[ Dr. Kebede responded to the following questions about the potential for using technology for reaching out with the Gospel in East Africa – Ethiopia, of course, but perhaps also in Sudan, Kenya, Somalia, South Sudan, Eritrea, Djibouti, and Uganda. ]
1. How available to the general public are these technologies: radio, television, internet, cell phone – and any others that could be useful?
All of these technologies are available in Ethiopia and in in the neighboring countries. However, these days, the most available technologies in Ethiopia are cell phones. The internet accessed on cell phones brings radio and television broadcasts to the public.
2. How many people have cell phones? Do they use the Apple system or the Android system? Are they “smart phones”? If not yet, how quickly are smart phones arriving?
In Ethiopia, more than 40,000,000 (forty million) cellphones are used by the citizens and foreigners. Most local users of smart phones use the Android system while most visitors and some foreigners who live and work in Ethiopia use the Apple system. Both expensive and cheap smart phones of various brands such as Samsung, Nokia, Tecno, Smadle, Huawae and LG are available in almost all shops. It is up to what a person can afford to buy one of the smart phones.
3. Are good Christian materials, such as Luther’s Catechism, available in the languages of the region? Are they available in print? Are they available in digital form, so they can be distributed on phones or on the internet?
Good Christian materials such as Luther’s Catechism, are available in two major languages (Amharic and Oromifa), but not much in the languages of the many regions in Ethiopia. Efforts have been made and are still being made to meet this need. Yes, the existing printed and digital materials can be distributed on phones and on the internet.
4. What language(s) do you use in your church and school, and are you in a position to produce Christian materials in the languages of the region? Have you already done so?
Here in Ethiopia, we use the different languages of the regional states of Ethiopia. Here in Bishoftu which is in the Oromia regional state of Ethiopia, we use the English language for instruction in our theological seminary and in the government’s higher education institutions. In most primary and junior schools they use Amharic (a Semitic language like Hebrew, Aramaic and Arabic) and Ormifa (the language of the region).
The Lutheran Heritage Foundation (LHF) in Ethiopia has been translating confessional Lutheran writings such as The Book of Concord, Church and Ministry by C.F.W. Walther, Dying to Live, The Hammer of God, and Theology of Martin by Paul Althaus into many languages of the neighboring countries and into the above-mentioned two major languages of Ethiopia, and they plan to translate into more languages.
The Lutheran Church of Ethiopia and Maor Theological Seminary has already translated the 95 Theses for the 21st Century (which was adopted by the CELC in Grimma, Germany) into Amharic and Oromifa. The three-language 95 Theses document can be viewed here.
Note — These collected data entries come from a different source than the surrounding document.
PR #380, opened 2024-10-21
Finish polishing new toolbar UI

xpdota:
image
image

Toolbar sub-items are hidden by default, but can be opened by clicking the button. Does not auto-close since someone might want to look around while having a toolbar item open.


xpdota:
Not needed, rolled into the other PR

Issue #266, opened 2024-08-08
Enhancement: More lint rules


xpdota:
Should have:
- Semicolon at line ending
- Spacing before/after comma
- Spacing after flow control key keywords
- Anything else

PR #384, opened 2024-10-21
Add more Eslint rules

VioletHynes:
Some of these are opinionated, but enforce a consistent style. In some cases I prefer other styles but these are the most 'standard' and consistency is most important. Sorry for the big PR, but it kind of had to be for most of these rules.

The tl;dr of what this enforces:
- Indentation
- `===` must be used over `==` (as with `!==` over `!=`)
- Space after commas e.g. `[1, 2]` and not `[1,2]`
- No trailing spaces after lines
- Spaces, not tabs
- Semicolons added after every line
- Getters must always return a value
- Const should be used if the value doesn't change
- camelCase is enforced
- Variables must be used in the block they're defined in
- `isNaN` should be used over comparison to `NaN`
- A new line is added after every file
- Brace style is enforced as strousoup style

Closes https://github.com/xiv-gear-planner/gear-planner/issues/266


xpdota:
Thanks!

PR #386, opened 2024-10-24
Update contributing and readme

VioletHynes:
Mentioning ESLint, and updating some of the text around implementing a new sim to make it clearer that it can be implemented in TS if simple enough even for non-healer jobs.

### DIFF
--- a/CONTRIBUTING.md
+++ b/CONTRIBUTING.md
@@ -58,8 +58,11 @@ create your `Simulation` instance.
 3. Optional: Write an extension of `SimSettings` if your sim
 has settings.
 4. Add a line in simulation.ts to call `registerSim(simSpec)`
-5. Optional: Add a GUI for your sim in `packages/frontend/src/scripts/sims`, and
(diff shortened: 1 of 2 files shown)


CONTRIBUTING.md
```diff
@@ -50,19 +58,24 @@ create your `Simulation` instance.
 3. Optional: Write an extension of `SimSettings` if your sim
 has settings.
 4. Add a line in simulation.ts to call `registerSim(simSpec)`
+5. Optional: Add a GUI for your sim in `packages/frontend/src/scripts/sims`, and
```
xpdota, line 61: I feel like calling this "optional" might be underselling it a bit. If it's a cycle sim or usage count sim, which is what 99% of sims would be, then it needs a GUI, even if it's just using the default GUI. 

Might also be good to explain the different parts of the GUI.

VioletHynes: Thanks, this is a good point. Updated.

xpdota:
Thanks!

PR #387, opened 2024-10-25
Update set sim results gradiants to not be relative to the worst set

VioletHynes:
Preamble: I understand that as with any UX thing, differing opinions exist. As a result, if this is something you don't feel is an improvement, feel free to close this. However, I do believe this makes things better.

Today, gearsets are gradiented based on the difference between the worst and the best. This means that two very similar sets will show 'unfavourable red' even if they are very close. It also means that adding a new set affects the gradients of the others. See examples:
image
image-1

This approach instead uses a gradient based a logarithm so that the further away from best it is, the more it leans towards unfavourable. Anything 5% worse is always considered red. I'm not attached to this logarithm base (I think it could be even lower, but it seemed a good default).

See examples here:
image


xpdota:
Thanks!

The book Reformation 500 – The Enduring Relevance of the Lutheran Reformation, printed by Northwestern Publishing House, is being translated into Amharic and Oromifa so that other willing citizens can consider translating these documents in to their mother tongues. Here is a possible area for collaboration with our CELC member churches.
5. Are there any barriers, from the governments or from adherents of other religions, that would make distributing Christian material difficult or dangerous?
There are no serious barriers from the governments or from adherents of other religions because these days there is religious freedom, so long as the material is not contrary to the constitution of the nation and does not interfere in the affairs of the government.